Vast Amounts of Data

It also includes a section warning against the cybersecurity risk that AI can introduce, noting: “Vast amounts of sensitive participant data fuel these systems, making them prime targets for malicious actors seeking to exploit weaknesses in security protocols. A data breach or cyberattack could not only compromise the integrity of the retirement plan but also expose fiduciaries to legal and regulatory repercussions.”

Lisa Crossley, executive director and CEO of the National Society of Compliance Professionals, agrees that AI use for investing and financial services has to be as rigorously vetted as any other priority process.

“What happens if investment recommendations based on AI rely on factors that are incorrect?” she asks. “It has to have its own governance structure, its own compliance, its own risk assessment.”

In an annual cybersecurity benchmarking survey, the NSCP and the ACA Group collected responses from asset managers, investment advisers and private markets. Crossley says they were interested to find that 38% of respondents do not yet identify AI as a cybersecurity risk, but a larger amount (49%) are considering using AI to combat cybersecurity concerns.

She notes that the organization is delving further into the topic of AI use and concerns among its audience and will be discussing initial results in October at NSCP’s national conference. For people and organizations interested in compliance-related issues, considering AI’s uses and the risks that emerge from them will clearly, per Crossley, be a burgeoning area of study.

For now, she says, the society representing compliance professionals is advocating for humans to backstop AI-driven processes and procedures, with policies and procedures similar to combatting cybersecurity concerns themselves.

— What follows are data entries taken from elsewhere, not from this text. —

PR #307, opened 2018-10-12
dmi_scan() allocate bytes depending on abits value

### LINKED ISSUE #303: in dmi_scan function 'in' and 'out' buff array size should be 9 bytes
in riscv-013.c dmi_scan function.
"in" and "out" buffer size are 8bytes (64bits). Buffer size should be 66bits.
it is corrupting scan_field structure.
Please change it to 9 byte array.

uint8_t in[8] = {0};
	uint8_t out[8];
	struct scan_field field = {
		.num_bits = info->abits + DTM_DMI_OP_LENGTH + DTM_DMI_DATA_LENGTH,
		.out_value = out,
		.in_value = in
	};

timsifive:
Fixes #303.

Change-Id: Iac45959cf342180c60cd0b5462f864ad81beddd2

### DIFF
--- a/src/target/riscv/riscv-013.c
+++ b/src/target/riscv/riscv-013.c
@@ -459,15 +459,16 @@ static dmi_status_t dmi_scan(struct target *target, uint32_t *address_in,
 {
 	riscv013_info_t *info = get_info(target);
 	unsigned num_bits = info->abits + DTM_DMI_OP_LENGTH + DTM_DMI_DATA_LENGTH;
-	uint8_t in[(num_bits + 7) / 8];
-	uint8_t out[(num_bits + 7) / 8];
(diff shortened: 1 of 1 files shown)


cgsfv (dismissed):
Looks correct.
"(num_bits + 7) / 8" should only be calculated once.
I expect a test in riscv-tests would be able to show the error in the old code.

cgsfv (approved):
Perfect.

timsifive:
I've the code change you asked for. I'm on the fence about testing. It would require adding a --abits argument to spike, and then using that in riscv-tests just to test this one code path. If it turns out there's another bug regarding abits handling then I'm all for it, but I'm not convinced about the value.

“You have to have the same governance structures and protocols that you do for cybersecurity,” she says. “You can’t just trust the AI.”

Avoiding Biases

Foley & Lardner’s Abbott notes that, when operating as a plan fiduciary, one must be especially diligent in ensuring that an AI process is not introducing bias, not only to protect the plan and participants, but to stay protected against potential lawsuits.

“I’m concerned about this in the ERISA space,” he says. “We have active plaintiffs’ bar [lawyers] who are looking for weak spots. … They may say, ‘How could you totally rely on [an AI process] for an outcome that you were a fiduciary on?’ We can’t just put a rubber stamp on it.”

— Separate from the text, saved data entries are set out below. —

PR #308, opened 2018-10-18
Fixing Eclipse block memory read

cgsfv:
OpenOCD was failing to read a block if one address within the block would cause an access exception in target. This did not work for Eclipse, as it is reading memory in blocks, meaning that values for addresses within the block that would not cause an access exception could not be read. This fix reverts to single element reads if the block read fails, thereby always returning correct values.

### DIFF
--- a/src/server/gdb_server.c
+++ b/src/server/gdb_server.c
@@ -390,7 +390,7 @@ static int gdb_put_packet_inner(struct connection *connection,
 			break;
 		}
 
-		LOG_WARNING("Discard unexpected char %c", reply);
+		LOG_DEBUG("Discard unexpected char %c", reply);
 	}
 #endif
 
--- a/src/target/riscv/riscv-013.c
+++ b/src/target/riscv/riscv-013.c
@@ -2293,7 +2293,7 @@ static int read_memory_progbuf(struct target *target, target_addr_t address,
 		target_addr_t address_i = address;
 		uint32_t size_i = size;
 		uint32_t count_i = 1;
-		uint8_t* buffer_i = buffer;
+		uint8_t *buffer_i = buffer;
 
 		for (uint32_t i = 0; i < count; i++, address_i += size_i, buffer_i += size_i) {
 			result = read_memory_progbuf_inner(target, address_i, size_i, count_i, buffer_i);
--- a/src/target/riscv/riscv-013.c
+++ b/src/target/riscv/riscv-013.c
@@ -2036,52 +2036,12 @@ static int read_memory_bus_v1(struct target *target, target_addr_t address,
  * Read the requested memory, taking care to execute every read exactly once,
  * even if cmderr=busy is encountered.
  */
-static int read_memory_progbuf(struct target *target, target_addr_t address,
+static int read_memory_progbuf_inner(struct target *target, target_addr_t address,
 		uint32_t size, uint32_t count, uint8_t *buffer)
 {
 	RISCV013_INFO(info);
 
 	int result = ERROR_OK;
-
-	LOG_DEBUG("reading %d words of %d bytes from 0x%" TARGET_PRIxADDR, count,
-			size, address);
-
-	select_dmi(target);
-
-	/* s0 holds the next address to write to
-	 * s1 holds the next data value to write
-	 */
-	uint64_t s0, s1;
-	if (register_read(target, &s0, GDB_REGNO_S0) != ERROR_OK)
-		return ERROR_FAIL;
-	if (register_read(target, &s1, GDB_REGNO_S1) != ERROR_OK)
-		return ERROR_FAIL;
-
-	if (execute_fence(target) != ERROR_OK)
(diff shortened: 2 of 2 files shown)


timsifive:
Does `make all` still pass in riscv-tests/debug?

src/server/gdb_server.c
```diff
@@ -390,7 +390,7 @@ static int gdb_put_packet_inner(struct connection *connection,
 			break;
 		}
 
-		LOG_WARNING("Discard unexpected char %c", reply);
+		LOG_DEBUG("Discard unexpected char %c", reply);
```
timsifive, line 393: Why did you make this change? Since it's in the target-independent part of the code, we'll have to give some justification when I merge this to the official OpenOCD branch.

src/target/riscv/riscv-013.c
```diff
@@ -2268,13 +2228,88 @@ static int read_memory_progbuf(struct target *target, target_addr_t address,
...
+	}
+	riscv_program_addi(&program, GDB_REGNO_S0, GDB_REGNO_S0, size);
+
+	if (riscv_program_ebreak(&program) != ERROR_OK)
+		return ERROR_FAIL;
+	riscv_program_write(&program);
+
+	result = read_memory_progbuf_inner(target, address, size, count, buffer);
+
+	/* The full read did not succeed, so we will try to read each word individually. */
```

As with other processes of plan design and management, understanding the starting point and documenting the steps along the way is the best form of protection, he says.

Some of the other questions for committees recommended by Foley & Lardner are:

What is the risk of misinformation or a biased output?
Who is liable if the AI’s advice leads to poor investment decisions?
How does one evaluate the quality and accuracy of the content it produces? If the AI generates investment advice or market analysis for a 401(k) plan, how do fiduciaries ensure the information is reliable and compliant with regulations?
Should the committee seek independent professional advice regarding what AI can provide as a resource to satisfy fiduciary obligations under ERISA?

“If I’m on a committee and I’m a plan fiduciary, I need to be asking these professionals that I’m working: ‘How is AI figuring into what you are telling me?’” Abbott says. “I need to know how you came to do what you did and what went into it.”

Correction: This story adjusted a quote for accuracy.